Problem:
Give every entry again, word for word and in full.

+--

PR #3351, opened 2022-04-11
Fix Logging Crash When Opening NeevaScope

evancrow:
Logging when opening NeevaScope for the first time would sometimes crash. This unwraps the values to make sure that it doesn't crash.

FYI @chassu and @EdwardJTL 

### How was this tested?
- [x] I tested this manually
- [ ] I added automated tests

### DIFF
--- a/Client/Logging/ClientLogger.swift
+++ b/Client/Logging/ClientLogger.swift
@@ -69,7 +69,9 @@ public class ClientLogger {
 
         #if DEBUG
             if !Defaults[.forceProdGraphQLLogger] {
-                let attributes = loggingAttributes.map { "\($0.key! ?? "" ): \($0.value! ?? "")" }
+                let attributes = loggingAttributes.compactMap {
+                    "\(String(describing: $0.key)): \(String(describing: $0.value))"
+                }
                 let path = path.rawValue
                 debugLoggerHistory.insert(
                     DebugLog(


EdwardJTL:
@chung-lai this happens when we call logCounter with a `ClientLogCounterAttribute` initialized without a value. I used to just remove the force unwrapping locally. Not sure if you had other plans for how graphql logging should work in debug

Client/Logging/ClientLogger.swift
```diff
@@ -69,7 +69,9 @@ public class ClientLogger {
 
         #if DEBUG
             if !Defaults[.forceProdGraphQLLogger] {
-                let attributes = loggingAttributes.map { "\($0.key! ?? "" ): \($0.value! ?? "")" }
+                let attributes = loggingAttributes.compactMap {
+                    "\(String(describing: $0.key)): \(String(describing: $0.value))"
```
chung-lai, line 73: thanks for fixing it! Totally slipped my mind. I think it would be great if we do assertion here as we should not have empty value imo.

EdwardJTL: if we want to assert that attributes cannot have empty values, then we should fix the initializer to not allow that either

evancrow: We can't change the `init` since it's declared in `API.swift`. Is that right @chung-lai?

evancrow: I think an `assert` might be fine in this case

evancrow:
@chung-lai @EdwardJTL Think I might just close this issue actually. Seems like the intended action is just for it to crash if the value is nil, and it's only on debug builds.

chung-lai:
> @chung-lai @EdwardJTL Think I might just close this issue actually. Seems like the intended action is just for it to crash if the value is nil, and it's only on debug builds.

Makes sense, thank you!

PR #3354, opened 2022-04-11
Use work item release freq for spotlight images

EdwardJTL:
This makes the queue release memory as soon as each "block" is done, instead of holding onto them when there are consecutive work items, which is what caused memory to pile up after repeated requests to index images.

### How was this tested?
- [ ] I tested this manually
- [ ] I added automated tests

### Manual test cases
spam the tab switcher button and watch memory

Screen Shot 2022-04-11 at 6 44 36 PM


chung-lai (approved):
the change seems reasonable and the memory pattern looks much better! Thanks.

(Removed cherry pick label as we haven't branched yet)

PR #3357, opened 2022-04-12
Reconnect Download to DownloadQueue

EdwardJTL:
We override the `Download.delegate` property in `ToastDefaults`, which breaks the delegate chain. As a result, none of the delegate methods in `DownloadQueue` and the queue delegate get called. 

Added a separate property to reconnect this.


Client/Frontend/Browser/DownloadQueue.swift
```diff
@@ -4,13 +4,14 @@
...
 
-protocol DownloadDelegate {
+protocol DownloadDelegate: AnyObject {
     func download(_ download: Download, didCompleteWithError error: Error?)
     func download(_ download: Download, didDownloadBytes bytesDownloaded: Int64)
     func download(_ download: Download, didFinishDownloadingTo location: URL)
 }
 
 class Download: NSObject, ObservableObject {
+    fileprivate(set) weak var parentQueue: DownloadDelegate?
```
evancrow, line 14: Can you add a quick help comment (three dashes `///`) to each of those so someone else reading this knows what each one does. Thanks!

evancrow (approved):
LGTM, just one suggestion before you merge

PR #3365, opened 2022-04-12
Fix openSettings EnvironmentKey

evancrow:
Needed to be possible to pass page as a parameter or else only one page would be opened.


chassu (approved):
LGTM!

Issue #3367, opened 2022-04-13
Cookie is not set after user login


chung-lai:
With the change not to navigate to Neeva home (#3309) after login, the cookie does not get set properly. Our current logic is to set login cookie only after user navigates to a Neeva page for certain authentication flow (login with Google)

Reprod:

1. Reinstall app
2. Navigate to an url (e.g., yahoo.com)
3. Go to settings and login with Google
4. Go back to settings

Note the login is not set

cc @evancrow @darinwf

chung-lai:
Given release is happening soon, planning to go back to previous UX and navigate to neeva.com upon login. And we can revisit this for next release.

darinwf:
Should we close this bug and open a new bug about making it so that sign-in does not create a neeva home navigation? Or should we just re-purpose this bug?

chung-lai:
We can file a new one to skip neeva home navigation by looking into how to set token for okta flow.

chung-lai:
Filed #3614. Closing this now

PR #3375, opened 2022-04-14
Correctly Pass Auth Cookie

evancrow:
Instead of setting the token via the `WebView`, we can pass it directly to `UserInfo`.

### How was this tested?
- [x] I tested this manually
- [ ] I added automated tests

## Issues addressed
Fixed: #3367

### DIFF
--- a/Shared/API/NeevaUserInfo.swift
+++ b/Shared/API/NeevaUserInfo.swift
@@ -115,6 +115,10 @@ public class NeevaUserInfo: ObservableObject {
         }
     }
 
+    public func updateLoginCookie(with token: String) {
+        self.setLoginCookie(token)
+    }
+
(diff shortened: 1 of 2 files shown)


Shared/API/NeevaUserInfo.swift
```diff
@@ -115,6 +115,10 @@ public class NeevaUserInfo: ObservableObject {
         }
     }
 
+    public func updateLoginCookie(with token: String) {
```
chung-lai, line 118: Why do we need this function?

chung-lai (commented):
Think this may fix part of the issue but this probably won't work with `oktaSignin` which we don't get the token right away but until we navigate to a neeva url.

evancrow:
Closing this pending further investigation and discussion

+--

Your solution:
PR #3351, opened 2022-04-11
Fix Logging Crash When Opening NeevaScope

evancrow:
Logging when opening NeevaScope for the first time would sometimes crash. This unwraps the values to make sure that it doesn't crash.

FYI @chassu and @EdwardJTL 

### How was this tested?
- [x] I tested this manually
- [ ] I added automated tests

### DIFF
--- a/Client/Logging/ClientLogger.swift
+++ b/Client/Logging/ClientLogger.swift
@@ -69,7 +69,9 @@ public class ClientLogger {
 
         #if DEBUG
             if !Defaults[.forceProdGraphQLLogger] {
-                let attributes = loggingAttributes.map { "\($0.key! ?? "" ): \($0.value! ?? "")" }
+                let attributes = loggingAttributes.compactMap {
+                    "\(String(describing: $0.key)): \(String(describing: $0.value))"
+                }
                 let path = path.rawValue
                 debugLoggerHistory.insert(
                     DebugLog(


EdwardJTL:
@chung-lai this happens when we call logCounter with a `ClientLogCounterAttribute` initialized without a value. I used to just remove the force unwrapping locally. Not sure if you had other plans for how graphql logging should work in debug

Client/Logging/ClientLogger.swift
```diff
@@ -69,7 +69,9 @@ public class ClientLogger {
 
         #if DEBUG
             if !Defaults[.forceProdGraphQLLogger] {
-                let attributes = loggingAttributes.map { "\($0.key! ?? "" ): \($0.value! ?? "")" }
+                let attributes = loggingAttributes.compactMap {
+                    "\(String(describing: $0.key)): \(String(describing: $0.value))"
```
chung-lai, line 73: thanks for fixing it! Totally slipped my mind. I think it would be great if we do assertion here as we should not have empty value imo.

EdwardJTL: if we want to assert that attributes cannot have empty values, then we should fix the initializer to not allow that either

evancrow: We can't change the `init` since it's declared in `API.swift`. Is that right @chung-lai?

evancrow: I think an `assert` might be fine in this case

evancrow:
@chung-lai @EdwardJTL Think I might just close this issue actually. Seems like the intended action is just for it to crash if the value is nil, and it's only on debug builds.

chung-lai:
> @chung-lai @EdwardJTL Think I might just close this issue actually. Seems like the intended action is just for it to crash if the value is nil, and it's only on debug builds.

Makes sense, thank you!

PR #3354, opened 2022-04-11
Use work item release freq for spotlight images

EdwardJTL:
This makes the queue release memory as soon as each "block" is done, instead of holding onto them when there are consecutive work items, which is what caused memory to pile up after repeated requests to index images.

### How was this tested?
- [ ] I tested this manually
- [ ] I added automated tests

### Manual test cases
spam the tab switcher button and watch memory

Screen Shot 2022-04-11 at 6 44 36 PM


chung-lai (approved):
the change seems reasonable and the memory pattern looks much better! Thanks.

(Removed cherry pick label as we haven't branched yet)

PR #3357, opened 2022-04-12
Reconnect Download to DownloadQueue

EdwardJTL:
We override the `Download.delegate` property in `ToastDefaults`, which breaks the delegate chain. As a result, none of the delegate methods in `DownloadQueue` and the queue delegate get called. 

Added a separate property to reconnect this.


Client/Frontend/Browser/DownloadQueue.swift
```diff
@@ -4,13 +4,14 @@
...
 
-protocol DownloadDelegate {
+protocol DownloadDelegate: AnyObject {
     func download(_ download: Download, didCompleteWithError error: Error?)
     func download(_ download: Download, didDownloadBytes bytesDownloaded: Int64)
     func download(_ download: Download, didFinishDownloadingTo location: URL)
 }
 
 class Download: NSObject, ObservableObject {
+    fileprivate(set) weak var parentQueue: DownloadDelegate?
```
evancrow, line 14: Can you add a quick help comment (three dashes `///`) to each of those so someone else reading this knows what each one does. Thanks!

evancrow (approved):
LGTM, just one suggestion before you merge

PR #3365, opened 2022-04-12
Fix openSettings EnvironmentKey

evancrow:
Needed to be possible to pass page as a parameter or else only one page would be opened.


chassu (approved):
LGTM!

Issue #3367, opened 2022-04-13
Cookie is not set after user login


chung-lai:
With the change not to navigate to Neeva home (#3309) after login, the cookie does not get set properly. Our current logic is to set login cookie only after user navigates to a Neeva page for certain authentication flow (login with Google)

Reprod:

1. Reinstall app
2. Navigate to an url (e.g., yahoo.com)
3. Go to settings and login with Google
4. Go back to settings

Note the login is not set

cc @evancrow @darinwf

chung-lai:
Given release is happening soon, planning to go back to previous UX and navigate to neeva.com upon login. And we can revisit this for next release.

darinwf:
Should we close this bug and open a new bug about making it so that sign-in does not create a neeva home navigation? Or should we just re-purpose this bug?

chung-lai:
We can file a new one to skip neeva home navigation by looking into how to set token for okta flow.

chung-lai:
Filed #3614. Closing this now

PR #3375, opened 2022-04-14
Correctly Pass Auth Cookie

evancrow:
Instead of setting the token via the `WebView`, we can pass it directly to `UserInfo`.

### How was this tested?
- [x] I tested this manually
- [ ] I added automated tests

## Issues addressed
Fixed: #3367

### DIFF
--- a/Shared/API/NeevaUserInfo.swift
+++ b/Shared/API/NeevaUserInfo.swift
@@ -115,6 +115,10 @@ public class NeevaUserInfo: ObservableObject {
         }
     }
 
+    public func updateLoginCookie(with token: String) {
+        self.setLoginCookie(token)
+    }
+
(diff shortened: 1 of 2 files shown)


Shared/API/NeevaUserInfo.swift
```diff
@@ -115,6 +115,10 @@ public class NeevaUserInfo: ObservableObject {
         }
     }
 
+    public func updateLoginCookie(with token: String) {
```
chung-lai, line 118: Why do we need this function?

chung-lai (commented):
Think this may fix part of the issue but this probably won't work with `oktaSignin` which we don't get the token right away but until we navigate to a neeva url.

evancrow:
Closing this pending further investigation and discussion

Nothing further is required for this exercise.